Urban Redevelopment and Renewal
Like other northeastern cities suffering from the effects of Post-World War II industrial decline, Lawrence has often made efforts at revitalization, some of them controversial. For example, half of the enormous water-powered Wood Mill, once the largest mills in the world, was knocked down in the 1950s. The Lawrence Redevelopment Authority and city officials' utilized eminent domain for a perceived public benefit, via a top down approach, to revitalize the city throughout the 1960s. Known first as urban redevelopment, and then urban renewal, Lawrence's local government's actions towards vulnerable immigrant and poor communities, contained an undercurrent of gentrification which lies beneath the goals to revitalize Lawrence, MA. There was a clash of differing ideals and perceptions of blight, growth, and what is a desirable community. Ultimately the discussion left out those members of the community who would be directly impacted by urban redevelopment.
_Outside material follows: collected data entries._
PR #2800, opened 2025-01-24
GPU implementation of the Kudo shuffle format.

nvdbaranec:
This PR provides the GPU implementation of the split and assemble halves of the Kud0 shuffle format.  It is dependent on https://github.com/NVIDIA/spark-rapids-jni/pull/2799. That PR exists solely to help reduce the amount of code that needs to get reviewed for this PR.  `shuffle_split.cu` should be a little easier to review once it gets merged.

`shuffle_split` implements the sender side half of the Kud0 format.  Splitting an input table up into the final output binary and associated metadata.  `shuffle_split.cu` is where it is implemented, and is based on `cudf::contiguous_split`

`shuffle_assemble` implements the receiver side of the process - reassembling one or more blobs produced by one or more `shuffle_split` calls.

This is feature complete and in a reviewable state, but there is a known issue with `struct<list>` and `struct<string>` columns that I have to fix.  I don't expect it to alter the code much. I also need to add more tests.  But in the interest of getting reviews going, I'm putting this up in draft form.


src/main/cpp/src/shuffle_split_detail.hpp
```diff
@@ -0,0 +1,96 @@
...
+  }
+};
+
+/**
+ * @brief Header for each partition.
+ */
+struct partition_header {
+  uint32_t magic_number;
+  uint32_t version;
+  uint64_t offset;
```
revans2, line 60: In the java code this is a uint32_t not a unit64_t. Again I would prefer it if we could have the code match for both to start out with, and then we can make adjustments afterwards. I am fine if we have to throw an exception if the input does not fit.

https://github.com/NVIDIA/spark-rapids-jni/blob/74e33d948442d72cd45dee2f3e062603d4953284/src/main/java/com/nvidia/spark/rapids/jni/kudo/KudoTableHeader.java#L73

https://github.com/NVIDIA/spark-rapids-jni/blob/74e33d948442d72cd45dee2f3e062603d4953284/src/main/java/com/nvidia/spark/rapids/jni/kudo/KudoSerializer.java#L82

src/main/cpp/src/shuffle_split_detail.hpp
```diff
@@ -0,0 +1,96 @@
...
+  uint64_t num_rows;
+  uint64_t validity_size;
+  uint64_t offset_size;
+  uint64_t data_size;
```
revans2, line 64: All of these should be uint32_t not uint64_t if this is going to be compatible with the java code.

src/main/cpp/src/shuffle_split_detail.hpp
```diff
@@ -0,0 +1,96 @@
...
+};
```
revans2, line 65: We appear to be missing a `hasValidityBuffer` entry at the end here. I know it is variable length (based on the number of columns), so is it just not returned to the user, or is it not a part of this code base yet?

https://github.com/NVIDIA/spark-rapids-jni/blob/74e33d948442d72cd45dee2f3e062603d4953284/src/main/java/com/nvidia/spark/rapids/jni/kudo/KudoSerializer.java#L112-L124

src/main/cpp/src/shuffle_split_detail.hpp
```diff
@@ -0,0 +1,96 @@
...
+
+// padding values for each validity type, as applied at the end of that data type
+// in each partition. so for example all of the grouped-together validity buffers for
+// a given partition will have a final 4 byte pad applied before the offset buffers begin
+constexpr size_t validity_pad = 4;
+constexpr size_t offset_pad   = 8;
```
revans2, line 71: The kudo serializer indicates that this and the data padding should be 4 bytes, not 8. Is there a reason for 8, like the decimal128?

https://github.com/NVIDIA/spark-rapids-jni/blob/74e33d948442d72cd45dee2f3e062603d4953284/src/main/java/com/nvidia/spark/rapids/jni/kudo/KudoSerializer.java#L129-L138

revans2 (commented):
I am no where near done with the review. I am planning on writing some JNI APIs for this and put together some kudo interoperability tests. Would you prefer to have them be a separate PR based on this one, or should I make a PR to your branch so they can be in one place?

src/main/cpp/src/shuffle_split.hpp
```diff
@@ -0,0 +1,156 @@
...
+{
+  return cudf::type_dispatcher(type, is_fixed_point_impl{});
+}
+
+// per-column information, stored in the metadata header
+struct shuffle_split_col_data {
+  cudf::type_id type;
+
+  shuffle_split_col_data(cudf::type_id _type, cudf::size_type _param)
+    : type(_type), _num_children(_param)
```
revans2, line 55: nit: This is a bit confusing and I have to do a double take to know what was happening with the union and all. A comment would be nice.

src/main/cpp/src/shuffle_split_detail.hpp
```diff
@@ -0,0 +1,96 @@
...
+  {
+    return sizeof(cudf::device_storage_type_t<T>);
+  }
+};
+
+/**
+ * @brief Header for each partition.
+ */
+struct partition_header {
+  uint32_t magic_number;
```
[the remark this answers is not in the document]
nvdbaranec: Exposing it in what sense? This struct is here because it's used by both the reader and writer side.

src/main/cpp/src/shuffle_split_detail.hpp
nvdbaranec: It's in there, it's just not part of the fixed-sized part of the header (the `partition_header` struct).

https://github.com/NVIDIA/spark-rapids-jni/blob/8a8e920f771529f9d353f03fdcd3c307adc4aac9/src/main/cpp/src/shuffle_split.cu#L642

src/main/cpp/src/shuffle_split_detail.hpp
nvdbaranec: Yeah it was just an optimal number I chose.  The original design doc didn't specify. I'll tweak them down - the code doesn't care: the offset copy only requires 4 bytes and the data copy uses the cub batched-memcpy which doesn't care at all. 

The above header sizes all came from the original design doc, so I guess that's a little behind. Easy tweaks.

src/main/cpp/src/shuffle_split_detail.hpp
nvdbaranec: Looks like I need to swizzle them to big-endian too.

src/main/cpp/src/shuffle_split.hpp
nvdbaranec: Done.

revans2:
@nvdbaranec your other PR was merged in. Could you upmerge so I can better see the changes.

nvdbaranec:
Upmerged. It...kind of helps I guess.  There's a few big obvious blocks of code that got removed. Lots of little changes spread throughout though.

src/main/cpp/src/shuffle_split_detail.hpp
```diff
@@ -0,0 +1,95 @@
...
+  uint32_t row_index;  // row index in the source table that this partition started at
+  uint32_t num_rows;
+  uint32_t validity_size;
+  uint32_t offset_size;
+  uint32_t data_size;
+};
+
+// padding values for each validity type, as applied at the end of that data type
+// in each partition. so for example all of the grouped-together validity buffers for
+// a given partition will have a final 4 byte pad applied before the offset buffers begin
```
hyperbolic2346, line 68: It isn't 4 bytes of padding as much as it is padded to align on a 4 byte boundary, right? I wonder if there is better wording we could use here.

src/main/cpp/src/shuffle_split_detail.hpp
```diff
@@ -0,0 +1,95 @@
...
+constexpr size_t validity_pad = 4;
+constexpr size_t offset_pad   = 4;
+constexpr size_t data_pad     = 4;
+
+/**
+ * @brief Compute per-partition metadata size.
+ */
+constexpr size_t compute_per_partition_metadata_size(size_t total_columns)
+{
+  auto const has_validity_length = (total_columns + 7) / 8;  // has-validity bit per column
```
hyperbolic2346, line 78: I believe you should prefer `bitmask_allocation_size_bytes()` here, but it isn't `constexpr`. Maybe use `div_rounding_up_safe` directly?

src/main/cpp/tests/shuffle_split.cu
```diff
@@ -0,0 +1,467 @@
...
+                                             "yellow",
+                                             "red",
+                                             "black",
+                                             "white",
+                                             "gray",
+                                             "aquamarine",
+                                             "mauve",
+                                             "ultraviolet"}};
+    cudf::test::strings_column_wrapper col2{
+      {"left", "up", "right", "down", "", "space", "", "delete", "end", "insert"}};
```
hyperbolic2346, line 180: I'm disturbed by your lack of Contra cheat code.

hyperbolic2346 (changes requested):
Nits and some comments/questions for now. Still working through this.

src/main/cpp/src/shuffle_assemble.cu
```diff
@@ -0,0 +1,1771 @@
...
+      auto& cinstance_info = column_instance_info[col_instance_index];
+
+      uint8_t const* const buf_start =
+        reinterpret_cast<uint8_t const*>(partitions + partition_offsets[partition_index]);
+      partition_header const* const pheader = reinterpret_cast<partition_header const*>(buf_start);
+
+      bitmask_type const* const has_validity_buf =
+        reinterpret_cast<bitmask_type const*>(buf_start + sizeof(partition_header));
+      cinstance_info.has_validity =
+        has_validity_buf[col_index / 32] & (1 << (col_index % 32)) ? 1 : 0;
```
hyperbolic2346, line 411: Here is that calculation again. Should we bump this out into a function?

src/main/cpp/src/shuffle_split_detail.hpp
```diff
@@ -0,0 +1,95 @@
...
+/**
+ * @brief Header for each partition.
+ */
+struct partition_header {
+  uint32_t magic_number;
+  uint32_t row_index;  // row index in the source table that this partition started at
+  uint32_t num_rows;
+  uint32_t validity_size;
+  uint32_t offset_size;
+  uint32_t data_size;
```
revans2, line 63: The last value in here is supposed to be the number of columns.
`uint32_t num_columns;` This feels redundant, seeing how we need the schema for this to be read back in. So should I remove it from the CPU code or should we add it here?

revans2 (commented):
Still looking at this. I have a very basic java API and I am just getting started to test conf compatibility with the two.

src/main/cpp/src/shuffle_split_detail.hpp
revans2: @liurenjie1024 the numColummns field in the header looks like it should be something that we do not need. Is there a reason we are including it instead of relying on the schema to get it?

revans2:
I am seeing another difference between this and the CPU code. It looks like this is padding the data after the header, whereas the CPU is not doing that. I think is because the header is parsed totally on the host, and then only the data part is sent to the GPU. I was able to remove the columnCount from the header, so not I am going to try and add in padding too. But I would like some feedback from @liurenjie1024 and @nvdbaranec on what we want a final solution to look like.

revans2:
@liurenjie1024 can you please explain to me why we have different padding for concat vs over the wire? It is very confusing to see that some are padded to 4 bytes and others are padded to 64 bytes.

nvdbaranec:
> @nvdbaranec can you please explain to me how padding works for this PR? It looks like there is padding after the header, but there is no padding in between columns? Is that right?

- Fixed-size component of the header
- (no padding)
- variable-length component of the header (has-validity bit for each column), written as bytes
- (no padding)
- all validity buffers for a partition, no padding between them
- (pad to 4 bytes)
- all offsets buffers for a partition. 4 byte padding implicitly between them
- (pad to 4 bytes)
- add data buffers for a partition. no padding between them
- (pad to 4 bytes). end of the partition

revans2:
> Doing 64 byte padding when concating is learned from jcudf, I thought it was a required for gpu? 

64-bytes was me being overly cautious.  Cuda malloc does 64-byte alignment (I think), because like malloc it does not know that data types so it cannot make any assumption about how it needs to be aligned. In reality we need each column to be aligned based on how it is accessed.

 * byte/bool = 1 byte aligned (no padding before it needed)
 * short = 2 byte aligned
 * int/float/timestamp_days/decimal_32 = 4 byte aligned
 * long/double/timestamp_micros/decimal_64/validity = 8 byte aligned
 * decimal_128 = 16 byte aligned

Offsets we could have as 4 byte aligned, but because CUDF supports longer offsets we might want to think about 8 byte aligned (unless we have a way to store what type of offset is being stored in the header)

In JCUDF serialization I thought about reordering the columns to reduce the amount of padding that would be needed, but I never did it because it didn't feel like it saved that much, but I wasn't looking at it from thousands of partitions.

@nvdbaranec how is the padding needed for the kernels in this patch to work? Would it be alright if there was no padding at all? Or is the data copied in a non-byte wise way?

src/main/cpp/tests/shuffle_split.cu
```diff
@@ -0,0 +1,583 @@
...
+      {static_cast<uint8_t*>(split_data.partitions->data()), split_data.partitions->size()},
+      split_data.offsets,
+      cudf::get_default_stream(),
+      rmm::mr::get_current_device_resource());
+
+    CUDF_TEST_EXPECT_TABLES_EQUAL(tbl, *result);
+  }
+}
+
+TEST_F(ShuffleSplitTests, Simple)
```
pmattione-nvidia, line 151: We need tests for bools and decimal32/64/128. Especially 128 if the data is really only going to be 8-byte-aligned.

revans2:
@nvdbaranec I was looking for the hasValidity part of the header and I am not finding it in this code, but it is in the CPU code, just like the numColumns part.

https://github.com/NVIDIA/spark-rapids-jni/blob/ef7bb9265d6ffec2e3a6bc6a52d415aa586b85e6/src/main/java/com/nvidia/spark/rapids/jni/kudo/KudoTableHeader.java#L79-L82

Is this intentional or is it an oversight?

src/main/cpp/src/shuffle_split.cu
```diff
@@ -770,212 +539,244 @@ struct dst_offset_output_iterator {
...
+  if (partition_index >= num_partitions) { return; }
+  auto const col_index = tid % threads_per_partition;
+
+  // start of the metadata buffer for this partition
+  uint8_t* buf_start        = out_buffer + out_buffer_offsets[partition_index];
+  partition_header* pheader = reinterpret_cast<partition_header*>(buf_start);
+
+  // first thread in each partition stores constant stuff
+  if (col_index == 0) {
+    pheader->magic_number = cudf::hashing::detail::swap_endian(magic);
```
pmattione-nvidia, line 622: Why are we doing endian swaps here?

revans2: We do it because that is what the CPU code does when it writes the values out. That is a relic of how java's DataOutputStream writes out values. I would prefer to see it dropped, but it should change in both implementations at the same time.

revans2:
> > @nvdbaranec can you please explain to me how padding works for this PR? It looks like there is padding after the header, but there is no padding in between columns? Is that right?
> 
> * Fixed-size component of the header
> * (no padding)
> * variable-length component of the header (has-validity bit for each column), written as bitpacked bytes
> * (no padding)
> * all validity buffers for a partition, no padding between them
> * (pad to 4 bytes)
> * all offsets buffers for a partition. 4 byte padding implicitly between them
> * (pad to 4 bytes)
> * all data buffers for a partition. no padding between them
> * (pad to 4 bytes). end of the partition

That sounds reasonable to me. The CPU version has the following padding

 * Fixed-size component of the header
 * (no padding)
 * variable-length component of the header (has-validity bit for each column), written as bitpacked bytes
 * (no padding)
 * all validity buffers for a partition, padded to 4 byte boundary at the end of each buffer
 * (no extra padding)
 * all offsets buffers for a partition. padded to 4 byte boundary at the end of each buffer 
 * (no extra padding)
 * all data buffers for a partition. padded to 4 byte boundary at the end of each buffer
 * (no extra padding). end of the partition

@nvdbaranec I modified your patch to have a num_columns field.

```diff
diff --git a/src/main/cpp/src/shuffle_split.cu b/src/main/cpp/src/shuffle_split.cu
index 92f7dfc92..4ecbb3eef 100644
--- a/src/main/cpp/src/shuffle_split.cu
+++ b/src/main/cpp/src/shuffle_split.cu
@@ -637,6 +637,8 @@ __global__ void pack_per_partition_metadata_kernel(uint8_t* out_buffer,
     pheader->offset_size =
       cudf::hashing::detail::swap_endian(static_cast<uint32_t>(psize.offset_size));
     pheader->data_size = cudf::hashing::detail::swap_endian(static_cast<uint32_t>(psize.data_size));
+    pheader->num_flattened_columns =
+      cudf::hashing::detail::swap_endian(static_cast<uint32_t>(columns_per_partition));
   }
 
   bitmask_type* has_validity =
diff --git a/src/main/cpp/src/shuffle_split_detail.hpp b/src/main/cpp/src/shuffle_split_detail.hpp
index da1841e80..d53cfeeb4 100644
--- a/src/main/cpp/src/shuffle_split_detail.hpp
+++ b/src/main/cpp/src/shuffle_split_detail.hpp
@@ -61,6 +61,7 @@ struct partition_header {
   uint32_t validity_size;
   uint32_t offset_size;
   uint32_t data_size;
+  uint32_t num_flattened_columns; // used by the CPU version, but not the GPU version
 };
 
 // padding values for each validity type, as applied at the end of that data type
@@ -92,4 +93,4 @@ enum class buffer_type { VALIDITY = 0, OFFSETS = 1, DATA = 2 };
 
 }  // namespace detail
 
-}  // namespace spark_rapids_jni
\ No newline at end of file
+}  // namespace spark_rapids_jni
```

I have been trying to modify the CPU code to do padding like you are doing, but it is proving to be a little difficult. I'll keep trying to see if I can make this work.

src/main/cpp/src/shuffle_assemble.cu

Under the guise of "urban renewal", large tracts of downtown Lawrence were razed in the 1970s, and replaced with parking lots and a three-story parking garage connected to a new Intown Mall intended to compete with newly constructed suburban malls. The historic Theater Row along Broadway was also razed, destroying ornate movie palaces of the 1920s and 1930s that entertained mill workers through the Great Depression and the Second World War. Additionally, the city's main post office, an ornate federalist style building at the corner of Broadway and Essex Street, was razed. Most of the structures were replaced with one-story, steel-frame structures with large parking lots, housing such establishments as fast food restaurants and chain drug stores, fundamentally changing the character of the center of Lawrence.
Lawrence also attempted to increase its employment base by attracting industries unwanted in other communities, such as waste treatment facilities and incinerators. From 1980 until 1998, private corporations operated two trash incinerators in Lawrence. Activist residents successfully blocked the approval of a waste treatment center on the banks of the Merrimack River near the current site of Salvatore's Pizza on Merrimack Street.
Recently the focus of Lawrence's urban renewal has shifted to preservation rather than sprawl.